A commit in branch stable/13 references this bug: URL: https://cgit.FreeBSD.org/src/commit/?id=7dfdd039a3584885648d33888359032479038dc1 commit 7dfdd039a3584885648d33888359032479038dc1 Author: Alexander V. Chernikov <melifaro@FreeBSD.org> AuthorDate: 2021-02-24 16:42:48 +0000 Commit: Alexander V. Chernikov <melifaro@FreeBSD.org> CommitDate: 2021-02-25 21:43:37 +0000 Fix crash with rtadv-originated multipath IPv6 routes. PR: 253800 Reported by: Frederic Denis <freebsdml at hecian.net> MFC after: immediately (cherry picked from commit cc3fa1e29fda2cc761e793a61cef3bd2522b3468) sys/netinet6/nd6_rtr.c | 5 ++--- 1 file changed, 2 insertions(+), 3 deletions(-)
A commit in branch releng/13.0 references this bug: URL: https://cgit.FreeBSD.org/src/commit/?id=52d4c9e2fa024c36ea75ad17c50a9e66d2dbdc8c commit 52d4c9e2fa024c36ea75ad17c50a9e66d2dbdc8c Author: Alexander V. Chernikov <melifaro@FreeBSD.org> AuthorDate: 2021-02-24 16:42:48 +0000 Commit: Alexander V. Chernikov <melifaro@FreeBSD.org> CommitDate: 2021-02-25 21:55:58 +0000 Fix crash with rtadv-originated multipath IPv6 routes.

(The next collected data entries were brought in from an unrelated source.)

PR #4739, opened 2025-08-19
mWeb Ps Journey | Section Metdata - Expand functionality

suhjainadobe:
mWeb Ps Journey | Section Metdata - Expand functionality

 * Add a see-more-feature button in the section-metadata, which will appear when we have more than 3 blocks inside the section. 
 *Initially, only three blocks are visible, and clicking the button expands the section to reveal the remaining blocks.

Resolves: [https://jira.corp.adobe.com/browse/MWPW-177520](https://jira.corp.adobe.com/browse/MWPW-NUMBER)

**Test URLs:**
- Before: https://main--milo--adobecom.aem.page/drafts/suhjain/m2-folder/editorialcards/document
- After: https://mwpw-177520--milo--suhjainadobe.aem.page/drafts/suhjain/m2-folder/editorialcards/document

**Testing Notes**
1: Initially, only three blocks are visible, and clicking the button expands the section to reveal the remaining blocks.
2: After we click the button, the button shold get removed for that session.
3: It is applicable for all the blocks in the section.


libs/blocks/section-metadata/section-metadata.js
```diff
@@ -1,4 +1,10 @@
 import { handleFocalpoint } from '../../utils/decorate.js';
+import { createTag, getConfig } from '../../utils/utils.js';
+import { decorateDefaultLinkAnalytics } from '../../martech/attributes.js';
+import { replaceKey } from '../../features/placeholders.js';
+
+const replacePlaceholder = async (key) => replaceKey(key, getConfig());
```
overmyheadandbody, line 6: I still don't quite understand why this isn't fetched from the Federated content, something like:
```suggestion
import { createTag, getConfig, getFedsPlaceholderConfig } from '../../utils/utils.js';
import { decorateDefaultLinkAnalytics } from '../../martech/attributes.js';
import { replaceKey } from '../../features/placeholders.js';

const replacePlaceholder = async (key) => replaceKey(key, getFedsPlaceholderConfig());
```
Trying it locally yields the expected results.

libs/blocks/section-metadata/section-metadata.js
```diff
@@ -71,6 +77,38 @@ export const getMetadata = (el) => [...el.childNodes].reduce((rdx, row) => {
...
 
+async function handleShowMoreButton(section) {
+  const showMoreBtn = section.querySelector('.show-more-button button');
+  if (!showMoreBtn) return;
+  const iconSpan = createTag('span', {
+    class: 'show-more-icon',
+    'aria-hidden': 'true',
+  }, `${ADD_MORE_ICON}`);
+
+  showMoreBtn.innerHTML = `${await replacePlaceholder('see-more-features')}`;
```
overmyheadandbody, line 88: Kodiak will mark this as a security issue that could easily be avoided by attaching the placeholder where the button is created in `handleCollapseSection`.

libs/blocks/section-metadata/section-metadata.js
```diff
@@ -71,6 +77,38 @@ export const getMetadata = (el) => [...el.childNodes].reduce((rdx, row) => {
   return rdx;
 }, {});
 
+async function handleShowMoreButton(section) {
+  const showMoreBtn = section.querySelector('.show-more-button button');
```
overmyheadandbody, line 81: You could add the button as an argument. My rule of thumb is to avoid querying for elements we create, as much as possible, since we should already have references to them.

overmyheadandbody (commented):
Looking good for the most part, but I do have a few comments with some improvement ideas

libs/blocks/section-metadata/section-metadata.js
```diff
@@ -71,6 +77,37 @@ export const getMetadata = (el) => [...el.childNodes].reduce((rdx, row) => {
...
+    section.classList.add('show-all');
+    section.querySelector('.show-more-button').remove(); // Remove the entire show-more-button div
+  });
+}
+
+async function handleCollapseSection(text, section) {
+  if (!text || !section) return;
+  const blocks = section.querySelectorAll('div:not(:last-child)');
+  const existingShowMoreButton = section.querySelector('.show-more-button');
+  if (text === 'on' && blocks.length > 3 && !existingShowMoreButton) {
```
zagi25, line 99: Can we maybe avoid unnecessary indentation like this: 
```suggestion
  const blocks = section?.querySelectorAll('div:not(:last-child)');
  const existingShowMoreButton = section?.querySelector('.show-more-button');
  if (text !== 'on' || !blocks.length <= 3 || existingShowMoreButton) return;
```

libs/blocks/section-metadata/section-metadata.js
```diff
@@ -95,5 +132,7 @@ export default async function init(el) {
   if (metadata.masonry) handleMasonry(metadata.masonry.text, section);
   if (metadata.delay) handleDelay(metadata.delay.text, section);
   if (metadata.anchor) handleAnchor(metadata.anchor.text, section);
+  // eslint-disable-next-line max-len
+  if (metadata['collapse-ups-mobile']) await handleCollapseSection(metadata['collapse-ups-mobile'].text, section);
```
zagi25, line 136: If `text` is only used to check for `on` value, I would say it is not necessary as a param 
```suggestion
  if (metadata['collapse-ups-mobile']?.text === 'on') await handleCollapseSection(section);
```

zagi25 (commented):
Maybe placeholder value should be updated so it doesn't contains dashes ? 
Screenshot 2025-09-03 at 15 05 43

libs/blocks/section-metadata/section-metadata.css
```diff
@@ -239,6 +270,22 @@ main > .section[class*='-up'] > .content {
   .section[class*='grid-width-'] {
     display: block;
   }
+
+  .section:has(.con-block ~ .show-more-button),
+  .section.show-all:has(.con-block) {
+    margin-inline: 30px;
+    padding: var(--spacing-xs);
+    margin-bottom: 24px;
```
zagi25, line 278: Should there be a `margin-top` also ? 
Screenshot 2025-09-03 at 15 11 35
Screenshot 2025-09-03 at 15 11 30

libs/blocks/section-metadata/section-metadata.css
```diff
@@ -257,13 +304,31 @@ main > .section[class*='-up'] > .content {
...
     padding-right: calc((100vw - 600px) / 2);
   }
+
+  .section .show-more-button {
+    display: none;
+  }
+
+  .section:has(.con-block ~ .show-more-button),
+  .section.show-all:has(.con-block) {
+    background: none !important;
```
zagi25, line 330: Instead of using `!important`. Can we handle this in code ? We can possibly skip [this](collapse-ups-mobile) if there is `collapse-ups-mobile`. Same goes for L314

libs/blocks/section-metadata/section-metadata.css
```diff
@@ -226,6 +226,37 @@ main > .section[class*='-up'] > .content {
...
+  border-radius: 8px;
+}
+
+.section .show-more-button button {
+  background-color: var(--color-gray-100);
+  border: none;
+  color: #070707;
+  text-decoration: none;
+  cursor: pointer;
+  font-size: 18px;
```
overmyheadandbody, line 244: Why not `--type-body-m-size`. When an eventual redesign comes, it will be easier to make global updates, rather than having to edit each file.

libs/blocks/section-metadata/section-metadata.css
```diff
@@ -226,6 +226,37 @@ main > .section[class*='-up'] > .content {
...
+  font-style: normal;
```
overmyheadandbody, line 245: This is the default value of this property, is this actually needed?

libs/blocks/section-metadata/section-metadata.css
```diff
@@ -226,6 +226,37 @@ main > .section[class*='-up'] > .content {
...
+  font-weight: 700;
+  line-height: 22px;
+  padding: var(--spacing-xxs) var(--spacing-s);
+  border-radius: 40px;
```
overmyheadandbody, line 249: I'm not sure I get how `background-color` and `border-radius` interact. The current experience has an authored background color for the section, while the button's color is hardcoded. They now happen to match, but that might not always be the case. So my questions are:
* is the expectation for them to always match? If so, the background color should be inherited from the section. Also, the border radius doesn't achieve much, as the button never contrasts its parent
* is the expectation that the colors can be different and that the button needs to have the current gray color? Something like:

Image

libs/blocks/section-metadata/section-metadata.css
overmyheadandbody: I'd actually be curious as to why a bottom margin would be needed in the first place, as sections can benefit from variants that can set particular margins. Hardcoding this here would disable that capability, which sounds undesirable.

libs/blocks/section-metadata/section-metadata.css
overmyheadandbody: Additionally, why is it needed for 2 breakpoints? Disabling above `600px` will disable it above `720px` as well, right?

libs/blocks/section-metadata/section-metadata.js
```diff
@@ -71,6 +77,38 @@ export const getMetadata = (el) => [...el.childNodes].reduce((rdx, row) => {
...
+  const showMoreButton = createTag('div', { class: 'show-more-button' });
+  const button = createTag('button', {}, '');
+  button.innerHTML = seeMoreText;
+
+  const iconSpan = createTag('span', {
+    class: 'show-more-icon',
+    'aria-hidden': 'true',
+  }, `${ADD_MORE_ICON}`);
+  button.appendChild(iconSpan);
+  button.setAttribute('aria-label', seeMoreText);
```
overmyheadandbody, line 91: This should also work and is a bit more brief and clear. `aria-label` should not be needed on the button, since text is already nested inside.
```suggestion
  const button = createTag('button', {}, seeMoreText);

  const iconSpan = createTag('span', {
    class: 'show-more-icon',
    'aria-hidden': 'true',
  }, `${ADD_MORE_ICON}`);
  button.appendChild(iconSpan);
```

overmyheadandbody (commented):
I have a few notes and I see Ratko made some good points as well. Additionally, I see NALA tests are failing, please try rebasing with `stage` and/or rerun the tests so all checks pass.

libs/blocks/section-metadata/section-metadata.css
suhjainadobe: The requirement was that the background color should be authorable, and the button color and radius should follow according to the figma. Ill re-confirm this again with Joel.

libs/blocks/section-metadata/section-metadata.js
```diff
@@ -1,4 +1,10 @@
 import { handleFocalpoint } from '../../utils/decorate.js';
+import { createTag, getFedsPlaceholderConfig } from '../../utils/utils.js';
+import { decorateDefaultLinkAnalytics } from '../../martech/attributes.js';
+import { replaceKey } from '../../features/placeholders.js';
```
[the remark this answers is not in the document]
suhjainadobe: I am now dynamically importing the placeholder file only when it is needed, so that it does not load on every section-metadata call. It is needed as we cannot author the text for button on section-metadata.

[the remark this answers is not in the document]
JasonHowellSlavin: Nice! Can the same be done for `decorateDefaultLinkAnalytics` since it is also only invoked if the `if (metadata['collapse-ups-mobile']?.text === 'on')` conditional is true?

spadmasa:
Issue is seen when the fragment is embedded and tried , once its fixed will give heads up on the pr
https://main--cc--adobecom.aem.live/drafts/souj/mweb/expandnew?milolibs=mwpw-177520--milo--suhjainadobe

PR #4743, opened 2025-08-20
MWPW-178111 [Plans] Quantity selector - accessibility issue

bozojovicic:
Fix A11Y issues in Quantity selector component.

Button is there but it is not accessible since Taryn said that the QS component should have only one accessible field. 
The arrow icon is changed in the button when the popup is expanded/collapsed.
Popup is expanded upon user's click anywhere on the quantity selector, or when the text field gets focus and then user presses the arrow down key.
Then user can use arrows to navigate between options 1-10 and can use Enter/Tab/Space to select the value. User can also enter any numerical value in the field.
The selected value is now marked with the Checkmark icon.
User can use Escape to hide the dropdown without changing the selected value.
Type of the field is now "text" instead of "number" and validation is done manually, as Taryn suggested.

Screenshot 2025-08-20 at 17 23 24

Screen reader now reads all the important info, the component name, the highlighted value, the selected value, collapsed/expanded state etc.

Test link : `main--cc--adobecom.aem.live/creativecloud/plans?milolibs=mwpw178111a11y--milo--bozojovicic`

Resolves: [MWPW-178111](https://jira.corp.adobe.com/browse/MWPW-178111)

**Test URLs:**
- Before: https://main--milo--adobecom.aem.live/drafts/bozo/pr/qs?martech=off
- After: https://mwpw178111a11y--milo--bozojovicic.aem.live/drafts/bozo/pr/qs?martech=off


3ch023 (approved):

yesil (approved):
I can enter even 1000+, is there an upper bound that can be set?

Roycethan:
> @Roycethan
> 
> 1. I messed this up with fixes for other problems. Fixed now.
> 2. Ok but we need some ability to open it on mouse click. So now if we click on text field the popup is not displayed. If we click on button it is displayed/hidden. Actually that's what we have on live now so it should be good now.
> 3. and 4) This is where the problem starts. According to Taryn the QS should be one component only. First she proposed to use the ordinary HTML select component. When I explained why that is not possible she proposed to use the text field only and remove the button. But that's not what is requested in figma. So she proposed a compromise, to make it look like this component https://www.w3.org/WAI/ARIA/apg/patterns/combobox/examples/combobox-autocomplete-both/ as much as possible. That's why the button is not accessible with tab. It's just displayed and if you click on it the popup will show/hide.
>    I added `role="presentation"` to that button. Is it OK now? If not, can you tell me what tool are you using to detect A11Y issues so I can try to fix that "There's no focus on the interactive element" problem.



Thanks @bozojovicic  1 and 2 fixed . 
For 3 and 4 i think if theres no problems you can fix by:
Adding **tabindex=0** attribute value and [**:focus](https://developer.mozilla.org/en-US/docs/Web/CSS/:focus) and [:focus-visible**](https://developer.mozilla.org/en-US/docs/Web/CSS/:focus-visible) CSS pseudo-classes.
image
Theres good docs available at https://developer.mozilla.org/en-US/docs/Web/Accessibility/Guides/Understanding_WCAG/Keyboard?utm_source=devtools&utm_medium=a11y-panel-checks-keyboard#Interactive_elements_must_be_focusable

#5: Also in ticket Taryn expects Screen readers to hear  "Select number of licences in quantity selector in Business tab"
Can you plz check if "Business tab" part also can be added  for screen readers so that they know thay are in this tab while selecting the Quantity.


cc @3ch023

Roycethan:
> @Roycethan there is no need to add tabindex=0 to the button. Button is focusable/tabbable by default. The problem is that Taryn doesn't want it to be tabbable. She said that QS should be one component only and in this way it is made from 2 components. I explained that QS component is much more complicated than ordinary select box and it has to be like this. Anyway, now the button is focusable/tabbable and according to [this](https://developer.mozilla.org/en-US/docs/Web/Accessibility/Guides/Understanding_WCAG/Keyboard#clickable_elements_must_be_focusable_and_should_have_interactive_semantics) we made it correctly. If Taryn complains again we will have to groom all this again.
> 
> For #5 I can't do anything. All the necessary aria attributes are already there and screen reader announces for the CTA/links that we are in Business tab but for QS it doesn't do that. I tried everything that I could find.

@bozojovicic  Srry but Axe tool is complaining now:
Ill share here on what its complaining:
image

Ensure an element's role supports its ARIA attributes
Element Location:
#\38 2cf8b24-980f-4dae-a8a6-df84b7f15c60 > div[slot="quantity-select"] > merch-quantity-select,.picker-button[aria-controls="qsPopover"][aria-labelledby="qsLabel"]
<button class="picker-button" aria-controls="qsPopover" aria-labelledby="qsLabel" aria-activedescendant="" aria-expanded="false">
                    <div class="picker-button-fill open"></div>
                </button>

To solve this problem, you need to fix the following:
ARIA attribute is not allowed: aria-activedescendant=""
https://dequeuniversity.com/rules/axe/4.10/aria-allowed-attr?application=AxeChrome

bozojovicic:
@Roycethan I fixed it

Roycethan:
> @Roycethan I fixed it

Thanks @bozojovicic  for the fix ... Plz pull in the latest from stage , so that Nala can go through...

PR #4745, opened 2025-08-20
 Incorrect scroll position after closing a modal with duplicate hash values

suhjainadobe:
When a modal is closed, the page scrolls to an unintended position if the same modal hash is used earlier in the page.

Resolves: [MWPW-169954](https://jira.corp.adobe.com/browse/MWPW-NUMBER)

**Test URLs:**
- Before: https://main--milo--adobecom.aem.page/drafts/suhjain/hero-marquee-bg-bottom-mobile
- After: https://scroll-position--milo--suhjainadobe.aem.page/drafts/suhjain/hero-marquee-bg-bottom-mobile

Click on buy-now and free-trial buttons on the first and last section. The page should retain the scroll position.


libs/utils/utils.js
```diff
@@ -888,6 +888,9 @@ export function decorateAutoBlock(a) {
         a.dataset.modalHash = url.hash;
         a.href = url.hash;
         a.className = `modal link-block ${[...a.classList].join(' ')}`;
+        a.addEventListener('click', () => {
```
zagi25, line 891: Instead of adding click listener, maybe you can add something like: 

`document.activeElement.dataset.isModalTrigger = 'true';` [here](https://github.com/adobecom/milo/blob/stage/libs/blocks/modal/modal.js#L159)

`document.activeElement` gives you the link that was clicked to open the modal. And this will also cover all modal openings, so there is no need for change in `merch.js`

zagi25: No, idea is that when user clicks/open modal with keyboard, that link/button is focused and is current activeElement in the document. And as soon as modal.js code is called, we can mark that element as trigger because nothing else will be focused in the meantime. I just tried it briefly so there are possible edge-cases and I didn't think about deeplink modals, but this way there is no need to update other parts of the codebase (e.g. `merch.js`)

libs/blocks/modal/modal.js
```diff
@@ -49,6 +49,12 @@ export function sendAnalytics(event) {
   }
 }
 
+function focusTriggerElement(modalId) {
```
zagi25, line 52: This looks good, but I think we need to keep 
```
document.querySelector(`[data-modal-hash="#${mod.id}"]`)?.focus();
and 
document.querySelector(`a[data-modal-id="${id}"].con-button`)?.focus();
```
 in addition to the `trigger` logic.
Because if the modal is open via deep link, `trigger` attribute will not be set properly and modal button will not be focused after closing.

robert-bogos (approved):
code looks good 👍

NadiiaSokolova (approved):
Verified. Ready for Stage.
Testing details [MWPW-169954](https://jira.corp.adobe.com/browse/MWPW-169954)

PR #458, opened 2023-01-10
use non-deprecated function KX11Extras::activeWindow

lievenhey:
since kf5 version 101 KWindowSystem::activeWindow is deprecated and
KX11Extras::activeWindow should be used

### DIFF
--- a/src/perfrecord.cpp
+++ b/src/perfrecord.cpp
@@ -20,7 +20,13 @@
 #include <unistd.h>
 
 #include <KUser>
+
+#include <kwindowsystem_version.h>
+#if KWINDOWSYSTEM_VERSION >= QT_VERSION_CHECK(5, 101, 0)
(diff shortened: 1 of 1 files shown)


src/perfrecord.cpp
```diff
@@ -63,9 +69,14 @@ static QStringList sudoOptions(const QString& sudoBinary)
 {
     QStringList options;
     if (sudoBinary.endsWith(QLatin1String("/kdesudo")) || sudoBinary.endsWith(QLatin1String("/kdesu"))) {
+#if KWINDOWSYSTEM_VERSION >= QT_VERSION_CHECK(5, 101, 0)
+        auto activeWindowId = QString::number(KX11Extras::activeWindow());
```
milianw, line 73: remove the QString::number from the two branches, only do that below in the `options.append()` line

PR #459, opened 2023-01-11
extend appimage debugging notes

GitMensch:


HACKING.md
```diff
@@ -125,18 +127,94 @@ make
...
+#15 0x000000000043a929 in main (argc=<optimized out>, argv=<optimized out>) at /__w/hotspot/hotspot/src/main.cpp:69
+(gdb) continue
+
+```
+
+or with an extracted image:
+
+```bash
+$ ./hotspot-v1.4.0-43-g02fd82c-x86_64.AppImage --appimage-extract
+$ PATH=./squashfs-root/usr/bin:$PATH LD_LIBRARY_PATH=./squashfs-root/usr/lib64:/usr/local/lib64:/usr/lib64:./squashfs-root/usr/lib:$LD_LIBRARY_PATH gdb -q --exec=hotspot --symbols hotspot-debuginfo-v1.4.0-43-g02fd82c/usr/bin/hotspot -ex run
```
milianw, line 203: maybe we should add some kind of `--appimage-debug gdb` or similar to our `AppRun` which would prepend the debugger before starting hotspot?

or maybe better: extract the code that sets up the env from the `AppRun`, such that we can do:

```
source appimage.env
gdb -q --exec=hotspot --symbols hotspot-debuginfo-v1.4.0-43-g02fd82c/usr/bin/hotspot -ex run
```

directly?

milianw (approved):
lgtm already, do you want to make it even better or should I merge as-is already?

GitMensch:
Thanks for the review - no further changes planned.

HACKING.md
GitMensch: appimage.env would be marvelous! Even better would be if appimage can be executed, too: `/path/to/appimage.env hotspot` (or, using gdb that way).

`--appimage-debug Name-Of-Debugger-Here [additional debugger arguments] [-- additional arguments passed to hotspot]` would be nice, too; allowing things like `/hotspot-v1.4.0-43-g02fd82c-x86_64.AppImage --appimage-debug /opt/path/to/newer/gdb/bin/gdb -x additional_printers.gdb --args -- some.perf.data`

Should we create one (or two) issue(s) for those good ideas?

GitMensch: Should we create one (or two) issue(s) for those good ideas of yours?

milianw: yes please do that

PR: 253800 Reported by: Frederic Denis <freebsdml at hecian.net> Approved by: re(gjb) (cherry picked from commit 7dfdd039a3584885648d33888359032479038dc1) sys/netinet6/nd6_rtr.c | 5 ++--- 1 file changed, 2 insertions(+), 3 deletions(-)
A commit in branch releng/13.0 references this bug: URL: https://cgit.FreeBSD.org/src/commit/?id=5dde6e460a1f76842f884e1f6a53df8e7648756b commit 5dde6e460a1f76842f884e1f6a53df8e7648756b Author: Alexander V. Chernikov <melifaro@FreeBSD.org> AuthorDate: 2021-02-23 22:31:07 +0000 Commit: Alexander V. Chernikov <melifaro@FreeBSD.org> CommitDate: 2021-02-25 21:55:52 +0000 Fix nd6 rib_action() handling. rib_action() guarantees valid rc filling IFF it returns without error. Check rib_action() return code instead of checking rc fields. PR: 253800 Reported by: Frederic Denis <freebsdml@hecian.net> Approved by: re(gjb) (cherry picked from commit ea10694336b9a07d58d22187052291976f4906b2) sys/netinet6/nd6_rtr.c | 10 +++++----- 1 file changed, 5 insertions(+), 5 deletions(-)
(In reply to Frederic Denis from comment #14) Hi Frederic, Thank you for reporting and testing the patches! Glad that it works as expected in your setup now. I merged the bandaid patches to releng/13, so at least it won't panic. The proper clash handling described above is subject to a different story and most probably won't be solved in 13.0. Given the original problem is solved - do you mind if I close the PR? Thank you.
(In reply to Alexander V. Chernikov from comment #18) Hi Alexander, Thank you for pushing the patches to releng/13.0! No worries as for the proper handling as this is clearly an edge case (misconfiguration+not so clean network), that shouldn't bite that much people after all. You can proceed and close the PR, of course. Cheers.